Unless I've eaten it.


  1. I'm one of the callous people that said you should kill him, but I don't always take character death so lightly. It does seem that all my favorite characters meet the axe within their stories though. And many times it hurts me to write it (I was sick to my stomach for a week when I killed off my favorite character, and I'm still debating not doing it, but I've given the scene to my writing group and it made them all cry - if I can make people love a character so much that THEY cry when she dies then I suppose I've done a good job). I had one sneak up on me last week, and surprised me a lot, but after thinking it through it just seemed right. Everyone dies eventually, and sometimes it happens when you are 13.

    I think a lot of times writing a death scene is my way of coping with a fear of death. I've only ever killed one character that didn't need to die for the story (and her RL counterpart deserved it).

  2. Oh my. I hate when something like that happens. Sending dark chocolate your way.

  3. I accidentally killed a character's father not long ago. It was a tough few weeks but she managed to move on. I, on the other hand, could still use some of that chocolate! :-)

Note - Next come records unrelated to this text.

PR #529, opened 2026-09-07
feat(selection): clear the active selection with Escape

### LINKED ISSUE #528: feat(selection): clear the active selection with Escape
### Problem or use case

There is no simple keyboard-only way to dismiss the current file selection. After selecting one or more entries, pressing Escape leaves them selected, even though Escape conventionally clears selection in file managers and similar list interfaces.

### Proposed solution

When the active file pane has a selection, pressing Escape should clear it.

- Clear both single-item and multi-item selections.
- Affect only the active pane in a multi-pane workspace.
- Work consistently in Columns, Icons, List, and other browsing views.
- Preserve focus in the pane so keyboard navigation can continue.
- Do not navigate, activate an item, or alter the current directory.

  4. This post makes me want to ask a question that was kicking around in my mind this morning. I'm working on my first book, and I've got a great outline, but I find as I sit down to write it that all I start with is, "she talks to her Dad about the divorce - she's sad" and what I end up with is 4 pages of dialogue I didn't know I'd write until I wrote it. Feelings she explored, reactions of her Dad, what was on TV in the background. But, here is the kicker...I think if I had sat down 2 days later to write it, it probably would have come out completely differently. I made have made her say a little comment that would have turned the emotional state in a completely different way 3 chapters later. It bothers me a little bit, this random luck of the draw of what will come out today.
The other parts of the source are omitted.